9. The method according to claims 6, wherein the results of the treatment are checked by pilot test and/or by confirming the phase separation and/or evaluating the physico-chemical properties, preferably the decrease of viscosity of an oil sample and/or evaluating the drop-size of the asphaltene-paraffin-vax precipitates in an oil-sample by microscopy.

10. The method according to claims 6, wherein the asphaltene-paraffin-vax precipitates are removed from the surface in advance by mechanical means.

11. The method according to claims 1, wherein emulsions already formed in surface producing facilities of oil wells, or highly stable middlephase formed in demulsification facilities of oil producing technologies are broken up.

12. The method according to claim 11, wherein the microorganisms are allowed to reproduce and act for 1 to 15 days, preferably 5 to 8 days, while the devices are kept closed.

13. The method according to claim 11, wherein the temperature is kept between 20 to 60° C., preferably between 40 to 50° C.

14. The method according to claim 11, wherein the results of the treatment are checked by evaluating the physico-chemical properties, preferably the decrease of viscosity of an oil—and/or water-sample, and/or evaluating the drop-size of the asphaltene-paraffin-vax precipitates in an oil-sample by microscopy.

15. The method according to claim 1, wherein the surfactant is selected from the group consisting of polyoxyethylene ethers and esters, and mixtures thereof, preferably Tween 80.

16. The method according to claims 1, wherein the material capable increasing viscosity is xanthan.

17. Use of a microorganism capable of breaking down crude oil components or derivatives and producing at least one type of tenside for preventing the formation of oil-in-water and/or water-in-oil emulsions and/or for breaking up emulsions already formed.

18. The use according to claim 17, wherein prevention of the formation of emulsions is carried out by the formation of bacterium-carrying film on the surfaces in contact with crude oil.

19. The use of claim 17, wherein the microorganism is a strain belonging to the Bacillus subtilis species, the Bacillus cereus species, the Pseudomonas genus or the Xanthomonas genus, and is preferably facultative anaerobic.

20. The use according to claim 17, wherein the microorganism strain is obtainable by the following selection method:

i) applying a film comprising the mineral oil component or derivative to a minimal medium lacking carbon source,

ii) inoculating this medium with a sample comprising a mixture of microorganisms said sample being obtained from an oil pollution, and incubating the medium after inoculation at least till detectable microorganism colonies are formed, if the formation of colonies does not occur within an arbitrarily defined time period step i) and present step ii) are repeated,

iii) decomposing activities of the microorganism from the colonies formed are tested at the surround of the colonies and

iv) tenside producing abilities of the decomposing microorganisms obtained from colonies are checked.

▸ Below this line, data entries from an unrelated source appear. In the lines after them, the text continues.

Issue #1648, opened 2020-09-24
Support for historical queries after recovery from snapshot


jumaffre:
When resuming from a snapshot or after recovery, a node doesn't have the history of the ledger secrets as ledger secrets are stored _at the same key_ in the `ccf.shares` table. Assuming that the historical ledger is later moved to that node (see https://github.com/microsoft/CCF/issues/1527), if this node has to serve historical queries, it won't be able to decrypt or verify the integrity of these historical entries. 

To be able to support historical queries, the node should process the re-sharing entries in the ledger backwards, from the last available re-sharing entry (available in the snapshot). **Caveat here: on recovery, the re-sharing entry is written at a version later than the one at which the associated ledger secret is applicable from so this mechanism should account for that**. 

Ledger secrets can be decrypted one-by-one using the previously restored ledger secret. There is no need to restore ledger secret prior to the latest re-sharing entry prior to the start index of the historical query and no need to keep in memory ledger secrets more recent than the first one after the end index of the historical query (included).

achamayou:
A slightly tangent point that came up in discussion but may be helpful in implementation is that reading through historical secrets going back can be quite quick (each one contains the version of its predecessor) and does not require ledger integrity validation because ledger secrets are encrypted and integrity protected with AES GCM.

A possible optimisation, should this turn out to be a significant cost, may be to include the last X ledger secrets in snapshots (similarly to what's being done for the term history).

jumaffre:
Removing checkpoint milestone and re-phrasing issue slightly as this is not snapshot-specific but also applies to recoveries.

jumaffre:
FYI, the minimal test suite to reproduce the issue is:
```python
suite_rekey_recovery = [
    e2e_logging.test_historical_query,
    rekey.test,
    rekey.test,
    recovery.test, # Assuming this starts from snapshot
]
```

The recovery test will fail verifying historical queries emitted before the first rekey.

Issue #1608, opened 2020-09-14
End-to-end testing of ledger between nodes


jumaffre:
As part of our end-to-end infrastructure, we should check that the ledger files produced by different nodes are identical at the end of each run. This is important especially that snapshots now trigger the creation of a new ledger chunk.

PR #1656, opened 2020-09-25
Recovery from snapshot

jumaffre:
Resolves https://github.com/microsoft/CCF/issues/1303

This PR adds support for resuming from a snapshot on recovery, making the whole recovery procedure a lot faster (from 1 minute to 11 seconds in this example):
```
# Start a liblogging service ...

# Issue 5000 transactions at the same key (i.e. long ledger but tiny state)
$ for ITER in {1..5000}; do curl https://127.212.141.250:38787/app/log/private -H "Content-Type: application/json" --data '{"id":1,"msg":"xyz"}' ...  ; done
...
x-ccf-global-commit: 5304
x-ccf-tx-seqno: 5316
x-ccf-tx-view: 2

# Kill the service. Copy ledger and snapshot directories and network encryption key.

# Recover service only using ledger (i.e. no snapshot): ~1 minute
$ ../start_test_network.sh -p liblogging --recover ...
Python environment successfully setup
[15:02:38.758] Starting 3 CCF nodes...
[15:02:38.758] Recovering network from:
[15:02:38.758]  - Defunct network public encryption key: ./network_enc_pubk.pem
[15:02:38.758]  - Common directory: ./workspace/test_network_common/
[15:02:38.758]  - Ledger: 0.ledger/
[15:02:38.758] No available snapshot to recover from. Entire transaction history will be replayed. <<<<< SLOW!
[15:03:37.505] Started CCF network with the following nodes:
[15:03:37.505]   Node [ 3] = 127.160.143.234:33661
[15:03:37.505]   Node [ 4] = 127.153.80.188:44753
[15:03:37.505]   Node [ 5] = 127.81.23.35:39129

# Same recovery with snapshots: ~11 seconds
$ ../start_test_network.sh -p liblogging --recover ... --snapshot-dir snapshots
[15:07:08.529] Starting 3 CCF nodes...
[15:07:08.529] Recovering network from:
[15:07:08.530]  - Defunct network public encryption key: ./network_enc_pubk.pem
[15:07:08.530]  - Common directory: ./workspace/test_network_common/
[15:07:08.530]  - Ledger: 0.ledger/
[15:07:08.530]  - Snapshots: snapshots/    <<<<< FAST!
[15:07:19.469] Started CCF network with the following nodes:
[15:07:19.469]   Node [ 3] = 127.185.213.5:45741
[15:07:19.469]   Node [ 4] = 127.116.172.203:35685
[15:07:19.469]   Node [ 5] = 127.187.176.189:44623
```

**Implementation details:**
1. The snapshot directory can now be passed to `cchost` on recovery (just like when joining a new network).
2. On recovery, the public part of the snapshot is first applied. Subsequent entries in the ledger are read until the end of the ledger is reached (speed-up part I.). The snapshot is kept in enclave memory for now.
3. Once the recovery shares have been submitted, the ledger secrets from the ones contained in the snapshot till the current ones are decrypted. The private part of the snapshot is applied and subsequent ledger entries are also read (speed-up part II.). The snapshot is then discarded.

**Notes:**
- New `recovery_snapshot_test` e2e test with corresponding changes to the Python infra.
- `start_test_network.sh` can recover from a snapshot.
- Snapshots are not generated when the service is in public mode. This is because such snapshots would have to be generated without direct integrity protection (because the ledger key is not recoverable until the public recovery is finished). We may want to revisit this in the future if this is an issue.
- Getting further snapshots generated by the recovered service at the right intervals requires some juggling of indices, etc. I believe this is working now but will be systematically tested when https://github.com/microsoft/CCF/issues/1608 is worked on.
- If a node has recovered from a snapshot, all other nodes should join from a snapshot that is at least as recent as that recovery snapshot. This is because the entire history of ledger secrets is contained in the ledger. This isn't yet automatically checked on join but will be addressed in #1648.


src/consensus/aft/raft.h
```diff
@@ -205,23 +205,6 @@ namespace aft
       become_leader();
     }
 
-    void force_become_leader(Index index, Term term, Index commit_idx_)
```
jumaffre, line 208: This was unused.

livehtml.sh
```diff
@@ -2,4 +2,4 @@
 # Copyright (c) Microsoft Corporation. All rights reserved.
 # Licensed under the Apache 2.0 License.
 
-sphinx-autobuild -b html doc doc/html -H 0.0.0.0
\ No newline at end of file
+sphinx-autobuild -b html doc doc/html --host 0.0.0.0
```
jumaffre, line 5: Looks like `-H` is deprecated.

src/node/node_state.h
```diff
@@ -314,7 +320,35 @@ namespace ccf
...
+
+          if (from_snapshot)
+          {
+            // Keep a reference to snapshot for private recovery
+            recovery_snapshot =
+              std::make_unique<std::vector<uint8_t>>(args.config.snapshot);
+
+            LOG_DEBUG_FMT(
+              "Deserialising public snapshot ({})", recovery_snapshot->size());
+            auto rc = network.tables->deserialise_snapshot(
```
jumaffre, line 338: I had to change the interface to `deserialise_snapshot()` to return the `view_history` contained in the snapshot rather than set it on the consensus directly. This is because here, to have a consensus, we need a `State` and to have a `State`, we need to our node ID... which we don't have until we have deserialised the snapshot. We could add setters on the state to set the node ID after having created the consensus but I think this solution is neater.

src/node/node_state.h
```diff
@@ -164,12 +164,19 @@ namespace ccf
     std::shared_ptr<kv::Store> recovery_store;
     std::shared_ptr<kv::TxHistory> recovery_history;
     std::shared_ptr<kv::AbstractTxEncryptor> recovery_encryptor;
+
     kv::Version recovery_v;
     crypto::Sha256Hash recovery_root;
-    std::vector<kv::Version> term_history;
-    kv::Version last_recovered_commit_idx = 1;
+    std::vector<kv::Version> view_history;
+    kv::Version last_recovered_signed_idx = 1;
```
jumaffre, line 171: Some harmless renaming here and throughout the file.

src/kv/store.h
```diff
@@ -394,11 +399,10 @@ namespace kv
...
       }
 
-      std::vector<Version> view_history;
-      auto c = get_consensus();
-      if (c)
+      std::vector<Version> view_history_;
+      if (view_history)
       {
-        view_history = d.deserialise_view_history();
+        view_history_ = d.deserialise_view_history();
```
ashamis, line 405: minor: can you simplify the code by passing view_history by reference (into the funtion) as you always want to return the view history and then just deserializing into view_history?

src/enclave/interface.h
```diff
@@ -40,6 +40,9 @@ struct CCFConfig
   std::string domain;
   size_t snapshot_tx_interval;
 
+  // Only if joining or recovering
```
ashamis, line 43: nic: can you please expand on this comment.

src/node/rpc/member_frontend.h
```diff
@@ -1241,11 +1241,13 @@ namespace ccf
           submitted_shares_count = share_manager.submit_recovery_share(
             args.tx, args.caller_id, raw_recovery_share);
         }
-        catch (const std::logic_error& e)
+        catch (const std::exception& e)
         {
+          auto error_msg =
```
ashamis, line 1246: Can you please change this to follow the pattern we are using for other errors we catch
have an error log that prints somethign went wrong, followed by a debug log that prints e.what()
This ensures if there is something confidentual in e.what() we do not leak it

src/node/rpc/member_frontend.h
```diff
@@ -1268,13 +1270,15 @@ namespace ccf
         {
           node.initiate_private_recovery(args.tx);
         }
-        catch (const std::logic_error& e)
+        catch (const std::exception& e)
         {
           // For now, clear the submitted shares if combination fails.
+          auto error_msg =
+            fmt::format("Failed to initiate private recovery: {}", e.what());
+          LOG_FAIL_FMT(error_msg);
```
ashamis, line 1278: Same as above regarding the logs

src/node/rpc/member_frontend.h
```diff
@@ -1268,13 +1270,15 @@ namespace ccf
...
           share_manager.clear_submitted_recovery_shares(args.tx);
           args.rpc_ctx->set_response_status(HTTP_STATUS_INTERNAL_SERVER_ERROR);
-          args.rpc_ctx->set_response_body(
-            fmt::format("Failed to initiate private recovery: {}", e.what()));
+          args.rpc_ctx->set_response_body(std::move(error_msg));
```
ashamis, line 1281: Since we are catching everything should be be sending it back to the user? this might leak confidential info

CMakeLists.txt
```diff
@@ -527,6 +527,22 @@ if(BUILD_TESTS)
...
 
+  add_e2e_test(
+    NAME recovery_snapshot_test
+    PYTHON_SCRIPT ${CMAKE_SOURCE_DIR}/tests/recovery.py
+    CONSENSUS cft
+    ADDITIONAL_ARGS
+      --recovery
+      2
+      # Shorten Raft election timeout to speed up test when it kills a node on
+      # purpose to check that a recovery network is robust to a view change.
```
achamayou, line 538: We haven't a lot of timeouts due to quote verification since the dcap client started caching more aggressively, so I wonder if we shouldn't switch to a shorter election timeout across all our tests anyway.

src/enclave/interface.h
achamayou: Unless I'm missing something, this is where we store the snapshot we start/restore from, hence only on joining or recovering. That's hopefully something we can reflect in the name, maybe 'startup_snapshot' or 'snapshot_to_initialise_from'...

src/node/node_state.h
```diff
@@ -166,12 +166,19 @@ namespace ccf
...
     std::list<RecoveredLedgerSecret> recovery_ledger_secrets;
 
+    // This should really be a reference but because there are two ecalls,
+    // this is currently not possible:
+    // https://github.com/microsoft/CCF/issues/857
```
achamayou, line 178: Maybe it's time for 857 then.

achamayou (approved):

src/kv/store.h
jumaffre: I don't think we want to pass a reference here as we don't necessarily want to deserialise the view history. If the source KV store doesn't have a consensus, then the view history won't be included in the snapshot. This is useful to test snapshots on the KV in isolation of other components.

src/enclave/interface.h
jumaffre: Good point. Renamed to `startup_snapshot`.

src/node/rpc/member_frontend.h
jumaffre: Very good point! I was definitely useful for debugging but should not be included in default logging.

CMakeLists.txt
jumaffre: Yes. I'll lower this in a separate PR so we can test the stability of this in isolation.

21. The use according to claims 17, wherein the microorganism is selected from the group consisting strains NCAIM (P) B 1304, NCAIM (P) B 1305, NCAIM (P) B 1306, NCAIM (P) B 1307 and NCAIM (P) B 1308 deposited on Apr. 17, 2002 at NCAIM, or any strain derived therefrom, and preferably is a strain that is genetically modified, more preferably modified by the insertion of a DNA fragment with a known sequence as a marker.

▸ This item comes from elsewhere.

Issue #1597, opened 2020-09-10
Improve operating member update process


achamayou:
The operating member constitution sample (https://microsoft.github.io/CCF/master/members/constitution.html#constitution) currently makes use of the constitution to decide which members are operating members: https://github.com/microsoft/CCF/blob/master/src/runtime_config/operator_gov.lua#L16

22. Kit for preventing the formation of oil-in-water and/or water-in-oil emulsions and/or for breaking up emulsions already formed, comprising a microorganism useful in the method of claim 1, further comprising instructions to carry out the method of claim 1.

23. The kit according to claim 22 comprising one or more microorganisms selected from Bacillus subtilies species, the Bacillus cereus species, the Pseudomonas genus, the Xanthomonas genus, strains NCAIM (P) B 1304. NCAIM (P) B 1305. NCAIM (P) B 1306, NCAIM (P) B 1307 and NCAIM (P) B 1038 deposited on Apr. 17, 2002 at NCAIM, or any strain derived therefrom and additives necessary for the reproduction thereof.

24. The kit according to claim 22 or 23 further comprising a surfactant and/or a material for increasing viscosity.